The include relationship could be used:
to simplify large use case by splitting it into several use cases,
to extract common parts of the behaviors of two or more use cases.
A large use case could have some behaviors which might be detached into distinct smaller use
cases to be included back into the base use case using the UMLinclude relationship. The
purpose of this action is modularization of behaviors, making them more manageable.
Use case B is extracted from larger use case A into a separate use case.
Use cases B and C are extracted from larger use case A into separate use cases.
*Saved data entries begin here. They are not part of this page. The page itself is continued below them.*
PR #12, opened 2021-05-14
Set norman type to 'nullablestring' for *strings

cmurphy:
Opt into a new field type in norman that will convert `*string`s to
`{nullable: true, type: nullablestring}` in the API schema, and back to
`*string` in the generated client code. Without this, `*string`s get
translated to just `string` in the generated code, which breaks clients'
ability to set fields to nil.

https://github.com/rancher/rancher/issues/32440


mjura (approved):
LGTM

thedadams (approved):

PR #14, opened 2021-05-20
Move TenantID to Cloud Credentials

mjura:


cmurphy (commented):
lgtm but I think needs to wait for tenant ID to be added to the cloud credential/machine driver

internal/aks/client.go
```diff
@@ -94,11 +94,15 @@ func GetSecrets(secretsCache wranglerv1.SecretCache, spec *aksv1.AKSClusterConfi
 		return nil, fmt.Errorf("couldn't find secret [%s] in namespace [%s]", id, ns)
 	}
 
+	tenantIDBytes := secret.Data["azurecredentialConfig-tenantId"]
```
rmweir, line 97: You may want to add this to the example in the README where secret creation is demonstrated.

rmweir (commented):
LGTM, aside from one comment about an addition to be made to README.

thedadams (approved):

internal/aks/client.go
mjura: I have opened new PR https://github.com/rancher/aks-operator/pull/15

PR #15, opened 2021-05-24
Update example files with new options

mjura:


examples/create-example.yaml
```diff
@@ -8,8 +8,10 @@ spec:
   clusterName: "my-cluster"
   baseUrl: "https://management.azure.com/"
   authBaseUrl: "https://login.microsoftonline.com"
-  tenantId: "REPLACE_WITH_TENANT_ID"
   azureCredentialSecret: "REPLACE_WITH_K8S_SECRETS_NAME"
+  privateCluster: false,
+  windowsAdminUsername: "my-admin-user",
+  windowsAdminPassword: "my-secure-passworD",
```
cmurphy, line 14: If you want to include windows in this example then you can remove https://github.com/rancher/aks-operator/blob/master/examples/create-windows-example.yaml

For windows to work you need to set `networkPlugin`, `virtualNetwork`, and `subnet` and the name of the node pool is restricted to 6 characters, `workers2` is too long. This is why I had broken it out into a separate example.

thedadams (approved):

cmurphy (changes requested):

examples/create-example.yaml
mjura: updated

thedadams (dismissed):

examples/create-example.yaml
```diff
@@ -8,8 +8,10 @@ spec:
   clusterName: "my-cluster"
   baseUrl: "https://management.azure.com/"
   authBaseUrl: "https://login.microsoftonline.com"
-  tenantId: "REPLACE_WITH_TENANT_ID"
   azureCredentialSecret: "REPLACE_WITH_K8S_SECRETS_NAME"
+  privateCluster: false,
+  linuxAdminUsername: "rancher-user",
+  linuxAdminPassword: "rancher-password",
```
cmurphy, line 14: There's no `linuxAdminPassword`, it's `linuxSSHPublicKey`

cmurphy (changes requested):

rmweir (approved):
LGTM once Colleen's feedback has been addressed.

examples/create-example.yaml
mjura: ahh yeah, you are right, but there is `sshPublicKey` option

cmurphy (approved):

rmweir (approved):
LGTM

PR #18, opened 2021-05-26
Add additional trusted CAs

thedadams:
When Rancher is installed on a cluster behind a proxy, the operator
should trust the proxy's certificate. It is passed to the deployment via
 a secret the user should setup per the Rancher documentation.

Issue:
https://github.com/rancher/rancher/issues/31846


charts/aks-operator/templates/deployment.yaml
```diff
@@ -25,3 +25,17 @@ spec:
...
+            name: tls-ca-additional-volume
+            subPath: ca-additional.pem
+            readOnly: true
+{{- end }}
+{{- if .Values.additionalTrustedCAs }}
+      volumes:
+        - name: tls-ca-additional-volume
+          secret:
+            defaultMode: 0400
+            secretName: tls-ca-additional
```
jiaqiluo, line 40: Do we need to specify the namespace from where the secret is?

jiaqiluo (changes requested):

charts/aks-operator/templates/deployment.yaml
jiaqiluo: It looks like the api does not support setting the namespace. 
https://kubernetes.io/docs/reference/generated/kubernetes-api/v1.21/#secretvolumesource-v1-core

I am not sure if it means we can use the secret in any namespace or only where the pod is in.

jiaqiluo: Oh, I just realized that the aks-operator is installed into the cattle-system namespace where the `tls-ca-additional` secret is created.

thedadams: Yes, that is right. This pattern follows the same one from Rancher: https://github.com/rancher/rancher/blob/master/chart/templates/deployment.yaml#L136-L145

charts/aks-operator/templates/deployment.yaml
```diff
@@ -25,3 +25,15 @@ spec:
           value: {{ .Values.httpsProxy }}
         - name: NO_PROXY
           value: {{ .Values.noProxy }}
+{{- if .Values.additionalTrustedCAs }}
+        volumeMounts:
+          - mountPath: /etc/ssl/certs/ca-additional.pem
+            name: tls-ca-additional-volume
+            subPath: ca-additional.pem
```
jiaqiluo, line 32: The current code will result in creating a file at this full path: 
```
/etc/ssl/certs/ca-additional.pem/ca-additional.pem
```
```suggestion
          - mountPath: /etc/ssl/certs
            name: tls-ca-additional-volume
```

jiaqiluo (changes requested):

charts/aks-operator/templates/deployment.yaml
thedadams: I think the desired result is to create the file.

mjura (approved):
LGTM

jiaqiluo (approved):
LGTM

cbron (approved):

When two or more use cases have some common behavior, this common part could be
extracted into a separate use case to be included back by the use cases with the
UML include relationship.
Use case C is extracted from use cases A and B to be reused by both use cases using UML
include relationship.
Execution of the included use case is analogous to a subroutine call or macro command in
programming. All of the behavior of the included use case is executed at a single location in
the including use case before execution of the including use case is resumed.
Note, while UML 2.x defines extension points for the extend relationship, there are no
"inclusion points" to specify location or condition of inclusion for theinclude.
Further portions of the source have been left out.